Rising share prices combined with weak profits mean that valuations are now close to the top of the historical range. Robert Shiller, a Nobel Prize-winning economist from Yale University, calculates a cyclically adjusted price/earnings ratio (Cape) for the US market. This averages profits over 10 years to even out the peaks and troughs of the economy. On the latest measure, the ratio is 30.8; in other words, investors are paying more than 30 times the average of the past decade’s profits to buy stocks.

This ratio is lower than the peak of 44.2, recorded at the end of 1999, when the dotcom bubble came to a head. But it is not far from the 32.6 set in September 1929, just before the crash that is commonly cited as the trigger for the Great Depression.

It is worth noting that the Cape has been elevated, relative to its 20th century average, since the turn of the millennium. The rationale for this high ratio has been that the returns on cash and bond yields have been very low for much of this period. In relative terms, keeping money in bonds and cash has looked unattractive. Furthermore, a key component of equity valuations is the future stream of company profits. 

These profits are discounted in order to convert them into today’s value; the lower that bond yields fall, the lower the discount rate and thus equity valuations can be higher. But bond yields and cash returns have risen. In late September, the 10-year Treasury yield hit its highest level since 2007. That makes it much harder to justify high equity valuations. 

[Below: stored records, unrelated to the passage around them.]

PR #411, opened 2019-01-23
First simple example: agents

fosterlynn:
Starting with agents for simple examples.

Questions I have: 
* what allows us to say `alice` in something like this? `subject: alice`   Can we do the same kind of thing for something like relationship? `relationship: fablab:52f0e212-3c4f-4d27-b345-5e964c135824 # member`  
* should we review the rdfs:label and vf:inverseLabel in AgentRelationshipRole?  Like, should we have vf:label with range of rdfs:label?  Seems like it might be easier on people?

Any other things I am not doing right technically, in the yaml, please let me know @elf-pavlik !!

### DIFF
--- a/examples/agent-examples.yaml
+++ b/examples/agent-examples.yaml
@@ -1,0 +1,71 @@
+# Example: Agents and Agent Relationships
+
+'@context':
+  '@vocab': https://w3id.org/valueflows#
+  rdfs: http://www.w3.org/2000/01/rdf-schema#,
+  alice: https://alice.example/
+  bob: https://bob.example/
+  fablab: https://fablab.example/
+  coop: https://coop.example/
+
+'@graph':
+
+  - '@id': alice:e1721a61-cd47-4556-84b9-8b1b81da15bf
+    '@type': Person
+    name: 'Alice'
+    image: 'https://alice.example/avatar.png'
+    url: 'https://alice.example'
+    primaryLocation: 'https://somelocation.example'
+    note: 'Alice is a mechanical engineer who likes to work in the fablab.'
+
+  - '@id': bob:b90b0b77-09a2-42e2-8bd4-e9ae2c1c6172
+    '@type': Person
+    name: 'Bob'
+
+  - '@id': fablab:3129ca8b-fcda-45be-bbda-294dc924d3b9
+    '@type': Organization
+    name: 'Driftless Fablab'
+
+  - '@id': coop:3129ca8b-fcda-45be-bbda-294dc924d3b9
+    '@type': Organization
+    name: 'Community Tool Lending Coop'
+
+  - '@id': fablab:52f0e212-3c4f-4d27-b345-5e964c135824
+    '@type': AgentRelationshipRole
+    name: 'member'
+    rdfs:label: 'is member of'
+    inverseLabel: 'has member'
+    note: 'Both persons and organizations can be members of this fablab.'
+
+  - '@id': fablab:02b39a30-3e04-4305-9656-7f261aa63c84
+    '@type': AgentRelationshipRole
+    name: 'trading partner'
+    rdfs:label: 'is supplier of'
+    inverseLabel: 'is customer of'
+
+  - '@id': fablab:a25500e0-0106-43cd-8cbb-e74779488835
+    '@type': AgentRelationshipRole
+    name: 'mentor'
+    rdfs:label: 'mentors'
+    inverseLabel: 'has mentor'
+
+  - '@id': fablab:6b97b1be-8e07-44ac-82e5-214f1b2aaf33
+    '@type': AgentRelationship
+    subject: alice
+    relationship: fablab:52f0e212-3c4f-4d27-b345-5e964c135824 # member
+    object: fablab
+
+  - '@id': fablab:a8236bbb-81e0-422d-9861-56d2417db0fb
+    '@type': AgentRelationship
+    subject: coop
+    relationship: fablab:02b39a30-3e04-4305-9656-7f261aa63c84 # trading partner
+    object: fablab
+    note: 'The coop is a supplier of tools for the fablab.'
+
+  - '@id': fablab:6f438393-7f87-4914-806c-e23a4fd15e89
+    '@type': AgentRelationship
+    subject: alice
+    relationship: fablab:a25500e0-0106-43cd-8cbb-e74779488835 # mentor
+    object: bob
+    inScopeOf: fablab
+    note: 'Alice mentors Bob at the fablab.'


fosterlynn:
Another question: when to use quotes and when not to?

examples/agent-examples.yaml
```diff
@@ -0,0 +1,71 @@
...
+  - '@id': alice:e1721a61-cd47-4556-84b9-8b1b81da15bf
+    '@type': Person
+    name: 'Alice'
+    image: 'https://alice.example/avatar.png'
+    url: 'https://alice.example'
+    primaryLocation: 'https://somelocation.example'
+    note: 'Alice is a mechanical engineer who likes to work in the fablab.'
+
+  - '@id': bob:b90b0b77-09a2-42e2-8bd4-e9ae2c1c6172
+    '@type': Person
```
elf-pavlik: since `vf` doesn't define Person I think we should use `foaf:Person` to avoid confusions

examples/agent-examples.yaml
```diff
@@ -0,0 +1,71 @@
...
+    name: 'Bob'
+
+  - '@id': fablab:3129ca8b-fcda-45be-bbda-294dc924d3b9
+    '@type': Organization
+    name: 'Driftless Fablab'
+
+  - '@id': coop:3129ca8b-fcda-45be-bbda-294dc924d3b9
+    '@type': Organization
```
elf-pavlik: since `vf` doesn't define Organization I think we should use `org:Person` to avoid confusions

examples/agent-examples.yaml
```diff
@@ -0,0 +1,71 @@
+# Example: Agents and Agent Relationships
+
+'@context':
+  '@vocab': https://w3id.org/valueflows#
+  rdfs: http://www.w3.org/2000/01/rdf-schema#,
+  alice: https://alice.example/
```
elf-pavlik: Instead of three lines above we can use 
```yaml
  - https://git.io/vf-examples-jsonld-context
  - alice: https://alice.example/
```
lines below just need to align bob and alice, this way we have array with two elements, IRI to external context and object with local prefixes for agents

elf-pavlik:
To stay honest, I wouldn't like to dedicate to much time to all that roles and relationships between agents. It doesn't impact anything else in the vocab and I would like that at some point we reconsider if we even want to include any of that in core VF.
We already rely on `foaf:` and `org:` and possibly could just leave all that roles and relationships stuff to dedicated vocab, it doesn't seem to tie directly to anything else in VF anyways.

examples/agent-examples.yaml
fosterlynn: ok - so we would need to make one context that all examples could use, right?

elf-pavlik: yes, I made https://git.io/vf-examples-jsonld-context to use it in all examples and keep them consistent

fosterlynn:
>To stay honest, I wouldn't like to dedicate to much time to all that roles and relationships between agents. 

I haven't seen any agent model that is as flexible and simple as this one, so I'd like to keep it.  Anyway, not much work left, some tweaks here and there.  And we spent a ton of time on it early on.

Also, we'll have agents all over the place - so it would be nice to be able to refer to them in the same way, no?  And there is REA.... where "Economic Agent" is defined.

examples/agent-examples.yaml
elf-pavlik: please note that first two elements need `-` since we create an array here

elf-pavlik:
let's do each file as separate PR

examples/agent-examples.yaml
```diff
@@ -0,0 +1,76 @@
...
+  bob: https://bob.example/
+  fablab: https://fablab.example/
+  coop: https://coop.example/
+
+'@graph':
+
+  # Agents
+
+  - '@id': alice:e1721a61-cd47-4556-84b9-8b1b81da15bf
```
elf-pavlik: here you also need to use just `alice:` if you want to later reference that person with just `alice:`

fosterlynn:
>let's do each file as separate PR

oops just saw this

examples/agent-examples.yaml
```diff
@@ -0,0 +1,76 @@
...
+
+'@graph':
+
+  # Agents
+
+  - '@id': alice:
+    '@type': foaf:Person
+    name: 'Alice'
+    image: 'https://alice.example/avatar.png'
+    url: 'https://alice.example'
```
elf-pavlik: can we remove this `url` not to cause confusion on how does it differ from `@id`?

examples/agent-examples.yaml
```diff
@@ -0,0 +1,76 @@
...
+    name: 'Community Tool Lending Coop'
+
+  # Roles
+
+  - '@id': fablab:52f0e212-3c4f-4d27-b345-5e964c135824
+    '@type': AgentRelationshipRole
+    name: 'member'
+    rdfs:label: 'is member of'
+    inverseLabel: 'has member'
+    note: 'Both persons and organizations can be members of this fablab.'
```
elf-pavlik: don't we use `skos:note` ?

fosterlynn: hmmm - i think this one is defined as vf:note with range of skos:note -- what is the best way to do this kind of thing?

elf-pavlik: > defined as vf:note with range of skos:note

such definition makes no sense, let's just use skos:note directly

fosterlynn: ok

fosterlynn: you can cover that in the context file, right?

bhaugen:
@elf-pavlik 
> To stay honest, I wouldn't like to dedicate to much time to all that roles and relationships between agents. It doesn't impact anything else in the vocab and I would like that at some point we reconsider if we even want to include any of that in core VF.
> We already rely on `foaf:` and `org:` and possibly could just leave all that roles and relationships stuff to dedicated vocab, it doesn't seem to tie directly to anything else in VF anyways.

Agents tie into everything in VF. We've used AgentRelationships using the same model as now in VF, although the names varied, in several systems which have been used and forked by many people, and several now have VF APIs. They will also be important for all of the new projects we are working on that will be based on VF from the beginning.

This part of our whole practice of spiraling between working with concrete groups and then back to summarize and generalize, which we have done in VF since it started.

So we need AgentRelationships. And we also need Transfers and Intents.

As far as I know, we are the only people who have developed and deployed systems using all of the VF concepts, and they are used by real people. Every concept we have introduced or suggested in VF comes from real experience.

elf-pavlik:
> Agents tie into everything in VF.

Currently only `foaf:Agent`, `foaf:Person` and `org:Organization` 'tie into other things', all the rest 'agent related' currently included in VF vocab doesn't really impact anything in the rest of the vocab. If another vocab defined all that stuff, not keeping anything from VF in mind (or not even knowing of VF existence) it would make no difference on the rest of the VF as currently defined.


> They will also be important for all of the new projects we are working on that will be based on VF from the beginning.

Which other vocabs / ontologies besides VF this projects will use?

bhaugen:
> > Agents tie into everything in VF.
> 
> Currently only `foaf:Agent`, `foaf:Person` and `org:Organization` 'tie into other things', all the rest 'agent related' currently included in VF vocab doesn't really impact anything in the rest of the vocab. If another vocab defined all that stuff, not keeping anything from VF in mind (or not even knowing of VF existence) it would make no difference on the rest of the VF as currently defined.
> 

That's a limited view of how those relationships work. For example, we will need to define access, validation, agreements, countersignatures, distributed transactions, and distributed consensus, among other functions, for at least 3 and maybe 4 projects that are now in motion.  All of the more purely economic interactions between agents will be affected by those security and validity related functions. And the agent relationships will be used in defining them. So:
* We have found no other adequate model of agent relationships, and
* if we did, and it was not connected to the rest of VF, it would not help.

> > They will also be important for all of the new projects we are working on that will be based on VF from the beginning.
> 
> Which other vocabs / ontologies besides VF this projects will use?

Several that have been mentioned or referenced in VF. We will need at least a units of measure vocab, and qudt seems to be having trouble with their upgrade and findability, and also vocabs for locations and time. But qudt, for example, is explicitly referenced in VF, so it's clear how it ties in. Assuming an adequate agent relationship vocab could be found, it would need to be similarly tied in. 

Overall, we need a whole ontology for economic networks. Can be composed of different vocabs, but needs to be explicitly composed to provide a whole computable model for network planning, operations, accounting, and analysis.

MSCI commented that the US equity market is “trading expensive today relative to its long term average”. The index provider added that the market also looks expensive relative to the rest of the world and that “there have only been a few occasions over the past 50 years when the valuation spread has been so wide. In 2001-02 and 2008-09, following the peak in that valuation spread, US equities saw significant declines.”

Line chart of Yield on 10-year Treasury less yield on 2-year (% points), with US recessions shaded  showing An inverted US yield curve has been a leading indicator of recession

With no havens in equities, consider bonds

So the US stock market looks expensive relative to its own history, and to that of other countries, while US equities also face regulatory, political and economic risks. That might seem like a recipe for avoiding the market. But herein lies the dilemma. The US market is so dominant in global terms that neglecting it would give the investor a very lopsided portfolio, one with a limited exposure to technology stocks and a high exposure to Japan and European markets, which have their own problems.

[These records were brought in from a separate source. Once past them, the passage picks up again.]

PR #412, opened 2019-01-23
Simple examples: process (manufacturing)

fosterlynn:
moved process mfg example to separate PR


fosterlynn:
Fixed format.  And see comment in the other process issue re. Unitless.

PR #413, opened 2019-01-23
Simple examples: process (workflow)

fosterlynn:
moved process workflow example to create separate PR

### DIFF
--- a/examples/process-workflow-examples.yaml
+++ b/examples/process-workflow-examples.yaml
@@ -3,8 +3,9 @@
 '@context':
   - https://git.io/vf-examples-jsonld-context
   - alice: https://alice.example/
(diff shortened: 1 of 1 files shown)


fosterlynn:
Fixed format.  

Also, in this one and the other process one, I think we need to deal with the QUDT "Unitless" unit.  That is just confusing.  

@bhaugen  did some looking around for other similar vocabularies, hasn't found anything worth considering.  But, he also found this: http://qudt.org/schema/qudt.  Look down a little at Counting Unit, with examples including Number.

I don't like Number too well, but I like it a lot better than Unitless.

Bob also took a look at some ERP systems, and said that all of them are still using Each.

Here is another possible point of research: https://en.wikipedia.org/wiki/ISO/IEC_80000.

PR #2780, opened 2022-09-26
Make Yamux return an event on stream reset

tomaka:
Fixes a TODO in the Yamux code.

This change has absolutely no influence, as `StreamReset` events are simply ignored by the higher level code, but in principle higher level code could use it.


melekes (approved):
👍

Issue #2467, opened 2022-07-05
Memory isn't freed after a runtime upgrade


tomaka:
When a runtime upgrade happens, and smoldot is connected, it will download the new runtime. This obviously temporarily increases the memory usage of smoldot.
However, afterwards, the previous runtime should be freed. For an unknown reason this doesn't seem to happen, and the memory usage remains double the normal amount.

tomaka:
I've checked (outside of any runtime upgrade situation) whether there was a leak in the block pins, and the answer is no.
The JSON-RPC service cache will keep the previous runtime alive for 32 blocks, however I believe that I was way more than 32 blocks past the upgrade.

PR #2781, opened 2022-09-26
Clean-up runtimes management in runtime_service

tomaka:
Fix https://github.com/paritytech/smoldot/issues/2467

We now clean up old runtimes when it makes sense, rather than after a download where it doesn't make sense.

### DIFF
--- a/bin/light-base/src/runtime_service.rs
+++ b/bin/light-base/src/runtime_service.rs
@@ -1528,19 +1528,20 @@ impl<TPlat: Platform> Background<TPlat> {
     ) {
         let mut guarded = self.guarded.lock().await;
 
-        guarded.runtimes.retain(|_, rt| rt.strong_count() > 0);
-
-        // Try to find an existing identical runtime.
+        // Try to find an existing runtime identical to the one that has just been downloaded.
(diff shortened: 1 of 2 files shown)


bin/light-base/src/runtime_service.rs
```diff
@@ -1965,7 +1975,7 @@ impl<TPlat: Platform> Background<TPlat> {
         // Clean up unused runtimes to free up resources.
         guarded
             .runtimes
-            .retain(|_, runtime| runtime.strong_count() == 0);
```
tomaka, line 1968: This was the main bug behind https://github.com/paritytech/smoldot/issues/2467

bin/light-base/src/runtime_service.rs
```diff
@@ -1965,7 +1975,7 @@ impl<TPlat: Platform> Background<TPlat> {
...
+            .retain(|_, runtime| runtime.strong_count() > 0);
```
tomaka, line 1978: This was the main bug behind https://github.com/paritytech/smoldot/issues/2467

melekes (approved):
👍

Issue #2740, opened 2022-09-12
Panic at single_stream


wirednkod:
Got the following error with Smoldot 0.6.32 (latest extension installed 0.6.19)

> Internal error in smoldot: Error: panicked at 'called `Option::unwrap()` on a `None` value', /__w/smoldot/smoldot/src/libp2p/connection/established/single_stream.rs:845:14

Furthermore, what happens in the US affects everywhere else. If the US economy falters, so do other economies; if the Fed pushes up interest rates, other central banks tend to follow suit; if the US suffers political or financial turmoil, investors around the world become more risk averse. The 2007-08 financial crisis had its origins in the subprime mortgages imprudently created in the US finance sector. But when the loans started to fail, the damage was spread worldwide, not just the US; indeed, the US dollar rose against other currencies because its liquidity (and that of the Treasury bond market) made it attractive to nervous investors.

In short, as an equity investor, there is no way of avoiding the US stock market altogether, even if you are nervous about valuations, Donald Trump or the impact of higher interest rates. Given the risks, that suggests investors might prosper by devoting more of their portfolios to taking advantage of the higher rates now available on bonds and cash rather than looking for equities outside the US.